What do we need to do to avoid the apocalypse, the extinction of our species, a planet without any humans?
Yes, I’m still talking about science. About real, hard bioscience. The science of the biorevolution. Even though many of the technologies of the biorevolution sound like science fiction: gene editing, artificial intelligence, synthetic biology.
Scientists employ these technologies to make human life longer and healthier, and to shape nature into a more human-friendly environment.
We are at the center of this revolution, trying to bend the rules of biology to our will.
The rules that govern biological systems form the very essence of our existence; they are the rules by which we live and die. Humanity stands as the pioneering species that consciously defies these rules, transcending the grip of our biological imperatives like natural selection and Darwinian evolution.
Our journey on this path commenced thousands of years ago when we began to domesticate, or some might say, allowed ourselves to become domesticated by the plants and animals surrounding us, marking the start of our long-term symbiotic relationship with wheats and wolves and cattle, a relationship that altered our destinies as much as that of the planet.

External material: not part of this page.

PR #6542, opened 2026-04-28
Disallow to set MANAGE_APPS on apps in ui

lkostrowski:
In 3.24 we will hard-block `MANAGE_APPS` permission for Apps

The biotechnological advances of the late 20th and early 21st centuries—genetic screening, gene editing, neuroprosthetics—have catapulted this transition from a horse-drawn carriage to a rocket's pace. These technologies, in their pursuit of altering the course of evolution, fundamentally stretch the boundaries that have defined life on this planet for eons. Scientists now craft entirely new biological entities—organisms that live by their unique rules, propagate, evolve, and proliferate, heedless of the artificial boundaries and policies set by humans.
The biorevolution has become too fast and too complex for regulators and politicians to understand and too powerful for scientists to self-regulate.
Will the biorevolutions and its technologies lead us into a utopia in which physical and mental suffering, hunger, disease, and even aging and death become things of the past? Or are the changes we're making to human biology the first step toward our downfall as a species? Will they usher in an age of modern-day eugenics, exacerbating social inequality and erasing biodiversity?
While humans aren't great at foreseeing the consequences of their long-term actions, they excel at envisioning future doom scenarios—ranging from genetically selected superhumans in "Gattaca" to genetically-modified humans in "X-Men" to the myriad different versions of the zombie apocalypse.
Understanding where modern bioscience is headed is important to everyone because it will affect everyone. Viral diseases and bioweapons, methods for genetic selection and genetic upgrades, artificial intelligence algorithms, and neuroprosthetics will affect everyone. They will affect our understanding of humanity and our destiny as a species.
To avoid the apocalypse, the extinction of our species, a planet without any humans, we need to understand those technologies, need to apply them with care and try to consider the long term consequences of our actions.